XMF-GNN: A cross-modality dynamic fusion heterogeneous graph neural network for network intrusion detection
Zhengxiang Ma, Yan Liu, Yu Chen, Zhibin Liu, Yinghao Li
Abstract
With the rapid development of the Internet, network attacks have become increasingly complex and covert. However, most existing intrusion detection methods focus on extracting static features from a single modality, making it difficult to fully exploit the complementary information across different modalities. Furthermore, these methods often lack structure-awareness and adaptive feature fusion capabilities when modeling complex attack behaviors, resulting in limited effectiveness in detecting diverse intrusion patterns.

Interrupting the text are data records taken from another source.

PR #223, opened 2017-11-27
TLT-3189 Conclude and unconclude individual enrollments in a course

Chris-Thornton-Harvard:
[TLT-3189](https://jira.huit.harvard.edu/browse/TLT-3189)

Adds the ability to conclude and unconclude individual enrollments in a course by using a date picker in the 'Conclusion Date Override' column.

Currently deployed on dev
https://canvas.dev.tlt.harvard.edu/accounts/15/external_tools/359
I search using all default filters in GSE and select the first course, which should have a few current enrollments.

### DIFF
--- a/course_info/static/course_info/js/controllers/PeopleController.js
+++ b/course_info/static/course_info/js/controllers/PeopleController.js
@@ -4,7 +4,7 @@
 
     function PeopleController($scope, angularDRF, $compile, courseInstances,
                               djangoUrl, $http, $log, $q, $routeParams,
-                              $uibModal, $window) {
+                              $uibModal, $window, $filter) {
         // set up constants
         $scope.sortKeyByColumnId = {
             0: 'name',
@@ -65,6 +65,7 @@
             $scope.tracking.failures++;
             return null;
         };
+
         $scope.addNewMemberToCourse = function(userPostParams, userName,
                                                searchTerm) {
             /* Adds a single person to the course; handles the actual posting of
@@ -118,6 +119,7 @@
                 .then(handlePostSuccess, handlePostError)
                 .finally($scope.updateProgressBar);
         };
+
         $scope.addPeopleToCourse = function(searchTermList) {
 
             /* looks up HUIDs, XIDs, and/or email addresses from searchTerms
@@ -174,9 +176,11 @@
             };
             $scope.removeFailure = null;
         };
+
         $scope.closeAlert = function(source) {
             $scope.messages[source] = null;
         };
+
         $scope.compareRoles = function(a, b) {
             /*
              * we want to sort roles by a combination of two fields.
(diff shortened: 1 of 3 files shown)


course_info/static/course_info/js/controllers/PeopleController.js
```diff
@@ -531,26 +560,218 @@
...
+                })
+        };
+
+        // Updates the current course instances 'last_updated' field to be the current date and time.
+        $scope.updateCourseInstanceLastUpdated = function() {
+            var url = djangoUrl.reverse('icommons_rest_api_proxy',
+                                        ['api/course/v2/course_instances/'
+                                         + $scope.courseInstanceId + '/']);
+            $http.patch(url);
+        };
```
sapnamysore: This line had me verify if the update_date on course_enrollee/staff/student gets updated when the conclude_date is modified by the  rest api call on line 748, and it doesn't seem to be. .  I made a comment on the other PR that is closed, just cross referencing it here
https://github.com/Harvard-University-iCommons/icommons_rest_api/pull/114/files#diff-2de6c0d199fd14c7c2ed343274ad367fR1321

sapnamysore:
Other than the suggestion to change the var names and possibly fixing the update_date, looks good!

Some notes: 
- Tested it on Safari and Chrome and looks good in both browsers
- Unsetting a date looks a bit trickier (compared to setting it)  but works when you click outside.  I was trying to clear out the date field and press enter, but that retains the original date. Clicking outside the input area after clearing the date works.

course_info/static/course_info/js/controllers/PeopleController.js
Chris-Thornton-Harvard: This call will only update the last_updated field on a course instance. 
I will add a trigger for update on the enrollee/staff/student so the update_date field gets updated.
I am going to redeploy my branch to dev as the commit containing this call was added after my last deploy.

course_info/static/course_info/js/controllers/PeopleController.js
```diff
@@ -531,26 +560,218 @@
...
+                    if ($scope.isSelectedDateInPast(selectedDate)) {
+                        // Set a .1 second delay before displaying error message.
+                        // When the datepicker is closed, it creates a click event which would close this display
+                        // before it is rendered.
+                        setTimeout(
+                            function() {
+                              $scope.addPopOverToCell(userID, 'failure', 'You can only pick a date in the future.');
+                            }, 100)
+                    } else {
+                        var roleID = $scope.peopleData[userID]['role']['role_id'];
```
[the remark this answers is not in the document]
Chris-Thornton-Harvard: The peopleData dictionary is storing information directly from the REST API call requiring the use of 'role_id'.

Chris-Thornton-Harvard:
Thanks for reviewing this!

PR #225, opened 2018-01-18
Cleaned up javascript hack that was added in the past to render Teach…

sapnamysore:
…ing Fellow as TA per details in JIRA issue https://jira.huit.harvard.edu/browse/TLT-3273

Attaching some screenshots for reference:
a) This is with the JS hack(on dev)
screen shot 2018-01-17 at 6 02 43 pm

b) This is from my local instance
screen shot 2018-01-17 at 6 01 57 pm
, with the fix

C)DB setup
screen shot 2018-01-17 at 6 02 59 pm

**Note**:  once this fix is rolled out, we can adjust the values/labels for TF and TA roles in the user_role table   

@Chris-Thornton-Harvard , @cmurtaugh

### DIFF
--- a/course_info/static/course_info/js/controllers/PeopleController.js
+++ b/course_info/static/course_info/js/controllers/PeopleController.js
@@ -247,11 +247,6 @@
             // creates a new remove user confirmation modal, and
             // stashes this membership object on the modal's child scope.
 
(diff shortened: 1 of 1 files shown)


cmurtaugh:
:+1: looks good to me!

PR #227, opened 2018-02-22
Hotfix/v1.20.1

bermudezjd:
I'm going to test the `psycopg2` update on dev...


sapnamysore:
👍

cmurtaugh:
👍  looks good to me -- just wonder if we should add the `--no-binary` flag for psycopg2

bermudezjd:
I think I would do so for subsequent versions, but I did some digging and the binary for 2.7.4 was built against a slightly newer version of OpenSSL than what Xenial comes with (1.0.2n vs. 1.0.2g) so I'd rather leave it for now.   If the version had been older, I'd definitely install from source and we should do so starting at 2.8 anyways.

PR #233, opened 2018-05-04
TLT-3359 Fix Canvas site creator

Chris-Thornton-Harvard:
The "Associated Site" column was not rendering the url to the newly created site


Chris-Thornton-Harvard:
Thanks!

PR #236, opened 2018-05-10
Upgrade CAAT Django to 1.11

Chris-Thornton-Harvard:
Required an update of the django-angular versioning.
Currently deployed on dev.
Jamine tests all pass.


sapnamysore:
👍Looks good!
We should test all the tools thoroughly

PR #239, opened 2018-06-08
Task/sapnmysore/site creator load issue

sapnamysore:
Changes to improve the performance of Site creator screens that were timing out.
Deployed on dev and been tested for both ILE and Bulk sites


cmsnowden:
Looks good.to me.

PR #244, opened 2018-08-06
Audit Details page

Chris-Thornton-Harvard:
Moved the revert button to the audit details page .
Pulled in Carters work on the audit page from his branch and updated accordingly


cmsnowden:
Looks good as far as pulling in what was there. We need to fill put the details and some other things (e.g. if we try to add a new job after having just added one, it fails because we've lost the sis_account_is associated with the school.

Chris-Thornton-Harvard:
Thanks! I added a few sub-tasks to track those issues

PR #247, opened 2018-08-09
a bunch of UI tweaks, and some renaming of things

cmurtaugh:
* tweaked breadcrumb text throughout
* linked breadcrumb on the detail screen so user can get back to the list 
* added `created` column to list view
* added a tooltip on the refresh-screen button
* on the detail screen, added some text to explain why the revert button is disabled
* on the detail screen, formatted the top tables using the bootstrap `table` class
* added a Cancel button to the create new job form
* made the buttons line up with the input fields on the create new job form
* a few other minor UI tweaks

I changed the names of some view classes and templates: 
* bulk_settings_job_audit.html --> job_detail.html
* bulk_settings_list.html --> job_list.html
* BulkSettingsAuditView --> BulkSettingsDetailView
* create_new_setting --> create_new_job

In `settings/base.py` I changed the timezone from `UTC` to `America/New_York` -- this is necessary to get timestamps to display correctly in the local timezone when they're rendered in views.  Note that timestamps are still stored in UTC in the database -- this is just for rendering.

I changed the length of the `setting_to_be_modified` field to 50 since we were already exceeding the prior limit of 20.


Chris-Thornton-Harvard:
👍 Looks good!

PR #256, opened 2018-12-12
For Bulk Site Creator, exclude any course instances that have a paren…

sapnamysore:
…t_course_instance_id populated.

Deployed on dev: https://canvas.dev.tlt.harvard.edu/accounts/5/external_tools/359
 Tested with **Divinity school, Spring 2016-17**, it was rendering 118 courses before the change, now has 117 after I explicitly set one of the courses parent value(course_instance_id=379439)


Chris-Thornton-Harvard:
👍 Looks good!

PR #1464, opened 2024-03-22
[Dynamic Selection] Adding sycl profiling for auto tune policy

AnuyaWelling2801:
Changes made : 
1. Adding an async_waiter_base to ensure type erasure for the selection type and enable lazy reporting
2. Adding a choice to use use_event_profiling = q.template has_property<sycl::property::queue::enable_profiling>() 
3. Using lazy report to report time instead of host task for auto_tune policy
4. Added more tests in auto_tune_policy_sycl for devices with event profiling enabled.
5. Changing the report method for auto_tune policy


include/oneapi/dpl/internal/dynamic_selection_impl/auto_tune_policy.h
```diff
@@ -229,6 +229,9 @@ class auto_tune_policy
             }
             else
             {
+                if constexpr(lazy_report_v<Backend>){
+                        backend_->lazy_report();
```
vossmjp, line 233: You are holding a lock on state_->m_ when calling the lazy_report function. Seems unnecessary and perhaps dangerous as a general pattern.

include/oneapi/dpl/internal/dynamic_selection_impl/sycl_backend.h
```diff
@@ -142,6 +195,15 @@ class sycl_backend
         return global_rank_;
     }
 
+    void lazy_report(){
```
vossmjp, line 198: This function is not thread safe. You might have concurrent accesses to the async_waiter array that change its size -- calls to lazy_report and submit (which calls add_waiter).

include/oneapi/dpl/internal/dynamic_selection_impl/sycl_backend.h
```diff
@@ -36,24 +36,59 @@ class sycl_backend
...
+        public:
+            virtual void wait() = 0;
+            virtual void report() = 0;
+            virtual bool is_complete() = 0;
+    };
+
+    std::vector<async_waiter_base*> async_waiter_arr;
+
+    template<typename T>
+    void add_waiter(T *t){
```
vossmjp, line 49: Are you protecting this?  Is it thread safe?

include/oneapi/dpl/internal/dynamic_selection_impl/sycl_backend.h
```diff
@@ -106,27 +141,45 @@ class sycl_backend
...
+                auto e2 = q.submit([=](sycl::handler& h){
+                    h.depends_on(e1);
+                    h.host_task([=](){
                         s.report(execution_info::task_completion);
-                    }
+                    });
                 });
-            });
-            return async_waiter{e2};
+                return async_waiter{e2, new SelectionHandle(s)};
```
vossmjp, line 160: I know we don't currently have a policy that requires reporting of both task completion and time, but this implementation would not support it because of this return. If we assumed they were mutually exclusive, the next condition would be an "else if", but its just an "if" so that both might be supported.

include/oneapi/dpl/internal/dynamic_selection_traits.h
```diff
@@ -299,6 +311,14 @@ struct report_value
 template <typename S, typename Info>
 inline constexpr bool report_value_v = report_value<S, Info>::value;
 
+template <typename S>
+struct lazy_report_value
```
vossmjp, line 315: I believe this is the first trait for a backend -- i.e. that a backend requires a call to lazy report. Backends are not as visible as policies so likely don't want a trait in this header. End users cannot access the backend, only the policy implementation can.

vossmjp (commented):
You need to take a closer look at thread safety and also find a non-trait-based approach to checking for lazy_report.

include/oneapi/dpl/internal/dynamic_selection_impl/auto_tune_policy.h
AnuyaWelling2801: Fixed

include/oneapi/dpl/internal/dynamic_selection_impl/sycl_backend.h
AnuyaWelling2801: Fixed

include/oneapi/dpl/internal/dynamic_selection_impl/sycl_backend.h
AnuyaWelling2801: Fixed

include/oneapi/dpl/internal/dynamic_selection_traits.h
AnuyaWelling2801: Not sure how to check if the backend has certain functions without traits. Created a new namespace called backend_traits for checking presence of lazy_report and has_enable_profiling in the backend from the policy

include/oneapi/dpl/internal/dynamic_selection_impl/sycl_backend.h
```diff
@@ -35,25 +35,79 @@ class sycl_backend
     using execution_resource_t = resource_type;
     using resource_container_t = std::vector<execution_resource_t>;
 
+    bool has_enable_profiling = false;
   private:
-    class async_waiter
+    class async_waiter_base{
```
SergeyKopienko, line 40: What about virtual destructor for classes which will implement this interface?

include/oneapi/dpl/internal/dynamic_selection_impl/sycl_backend.h
```diff
@@ -35,25 +35,79 @@ class sycl_backend
...
+        is_complete() override{
+            return e_.get_info<sycl::info::event::command_execution_status>() == sycl::info::event_command_status::complete;
+        }
+
     };
 
+    struct async_waiter_list_t{
+
+        std::mutex m_;
+        std::vector<async_waiter_base*> async_waiters;
```
SergeyKopienko, line 88: What about `std::unique_ptr` or `std::shared_ptr` instead of `async_waiter_base*` ?
Now it's looks like you will have memory leaks here...

include/oneapi/dpl/internal/dynamic_selection_impl/sycl_backend.h
```diff
@@ -35,25 +35,79 @@ class sycl_backend
...
+            async_waiters.push_back(t);
+        }
+
+        void lazy_report(){
+            std::lock_guard<std::mutex> l(m_);
+            int size = async_waiters.size();
+            for(auto i = async_waiters.begin(); i!=async_waiters.begin()+size; i++){
+                if((*i)->is_complete()){
+                    (*i)->report();
+                    async_waiters.erase(i);
```
SergeyKopienko, line 102: ...because you simple delete item from vector without `delete` call.

include/oneapi/dpl/internal/dynamic_selection_impl/sycl_backend.h
```diff
@@ -106,27 +163,45 @@ class sycl_backend
...
                 });
-            });
-            return async_waiter{e2};
+                return async_waiter{e2, new SelectionHandle(s)};
+            }
+            else if constexpr(report_value_v<SelectionHandle, execution_info::task_time_t>){
+                if (use_event_profiling)
+                {
+                    auto waiter = async_waiter{e1, new SelectionHandle(s)};
+                    async_waiter_list.add_waiter(new async_waiter(waiter));
```
SergeyKopienko, line 188: The same.

include/oneapi/dpl/internal/dynamic_selection_impl/sycl_backend.h
AnuyaWelling2801: Added a virtual destructor.

include/oneapi/dpl/internal/dynamic_selection_impl/sycl_backend.h
AnuyaWelling2801: Used a std::unique_ptr

include/oneapi/dpl/internal/dynamic_selection_impl/sycl_backend.h
AnuyaWelling2801: Fixed. Used a std::unique_ptr

include/oneapi/dpl/internal/dynamic_selection_impl/sycl_backend.h
AnuyaWelling2801: Fixed

include/oneapi/dpl/internal/dynamic_selection_impl/sycl_backend.h
```diff
@@ -42,6 +42,7 @@ class sycl_backend
             virtual void wait() = 0;
             virtual void report() = 0;
             virtual bool is_complete() = 0;
+            virtual ~async_waiter_base(){}
```
SergeyKopienko, line 45: virtual ~async_waiter_base() = default;

SergeyKopienko:
@AnuyaWelling2801 I think that we still have memory leaks in this PR. Could you please check all `new` operations in this PR and how we will deallocate this memory?

SergeyKopienko (approved):
LGTM
But please wait additional approves and green CI before merge.

include/oneapi/dpl/internal/dynamic_selection_impl/sycl_backend.h
```diff
@@ -106,27 +171,45 @@ class sycl_backend
...
+                    h.host_task([=](){
                         s.report(execution_info::task_completion);
-                    }
+                    });
                 });
-            });
-            return async_waiter{e2};
+                return async_waiter{e2, std::make_shared<SelectionHandle>(s)};
+            }
+            else if constexpr(report_value_v<SelectionHandle, execution_info::task_time_t>){
```
akukanov, line 192: Why `else if` here? Cannot both task time and task completion be reported?

include/oneapi/dpl/internal/dynamic_selection_impl/sycl_backend.h
```diff
@@ -89,6 +151,9 @@ class sycl_backend
         for (auto e : v)
         {
             global_rank_.push_back(e);
+            if(e.template has_property<sycl::property::queue::enable_profiling>()){
+                has_enable_profiling = true;
+            }
```
akukanov, line 156: The default constructor does not have similar runtime checks and therefore always disables profiling. Is that by design or an oversight?

akukanov (commented):
See some questions below.

Also, I do not quite understand the need for `lazy_report`. It's clear that you want to take kernel execution time from the event instead of measuring it on the host. But why cannot that be done in the host task following the kernel?

include/oneapi/dpl/internal/dynamic_selection_impl/sycl_backend.h
```diff
@@ -35,25 +36,86 @@ class sycl_backend
...
+
+        void
+        report() override{
+            if constexpr (report_value_v<Selection, execution_info::task_time_t>){
+                cl_ulong time_start = e_.template get_profiling_info<sycl::info::event_profiling::command_start>();
+                cl_ulong time_end = e_.template get_profiling_info<sycl::info::event_profiling::command_end>();
+                s->report(execution_info::task_time, time_end-time_start);
+            }
+
+        }
```
akukanov, line 84: This implementation is very problematic.
A small problem that it uses `cl_ulong` for the timestamps, but `event::get_profiling_info<>` returns `uint64_t` according to the spec.

The big problem is that the timestamps are essentially implementation-defined in SYCL:
> The possible values for each info parameter and any restrictions are defined in the specification of the SYCL backend associated with the event.

Moreover, the implementation of the policy allows using queues with and without event profiling; in the latter case, the timestamps are taken on the host. All that means that the difference between two timestamps cannot be used to compare execution time for different queues without first being somehow converted to the same units. 

I think this is the showstopper for the patch.

include/oneapi/dpl/internal/dynamic_selection_impl/auto_tune_policy.h
```diff
@@ -217,6 +218,11 @@ class auto_tune_policy
     select(Function&& f, Args&&... args)
     {
         static_assert(sizeof...(KeyArgs) == sizeof...(Args));
+        if constexpr(backend_traits::lazy_report_v<Backend> && backend_traits::enable_profiling_v<Backend>){
+            if(backend_->has_enable_profiling == true){
+                backend_->lazy_report();
+            }
+        }
```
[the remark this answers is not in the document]
AnuyaWelling2801: Yes, I considered this. However, this would mean adding lazy_report to every new backend. And the usage of lazy_report for now is limited to only sycl::queue resource that have sycl_profiling enabled.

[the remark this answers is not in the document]
akukanov: You can check existence of `lazy_report` with a compile-time backend trait, that's still OK. I am only asking to hide the other trait, which seems more an implementation detail.

include/oneapi/dpl/internal/dynamic_selection_impl/sycl_backend.h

To address these challenges, we propose XMF-GNN, a heterogeneous graph neural network (HGNN) model enhanced with a cross-modality attention fusion mechanism. This model constructs a heterogeneous graph representation based on flow and packet modalities of network traffic, and employs an attention-driven modality fusion mechanism to dynamically learn the importance weights between modalities, enabling adaptive cross-modal feature fusion. The model architecture consists of a two-layer heterogeneous graph convolutional encoder and a modality attention module, which together effectively capture the intricate relationships between traffic flows and payload data in complex network environments. Experiments are conducted on two publicly available network intrusion detection datasets, CIC-IDS2017 and CIC-IoT2023. The results show that the proposed model achieves an F1 score of 0.977 on CIC-IDS2017 and an even higher F1 score of 0.985 on CIC-IoT2023 in multi-class classification tasks. It also significantly outperforms state-of-the-art methods in terms of accuracy and other mainstream evaluation metrics, demonstrating the effectiveness and robustness of the proposed cross-modality fusion mechanism in handling complex intrusion detection scenarios.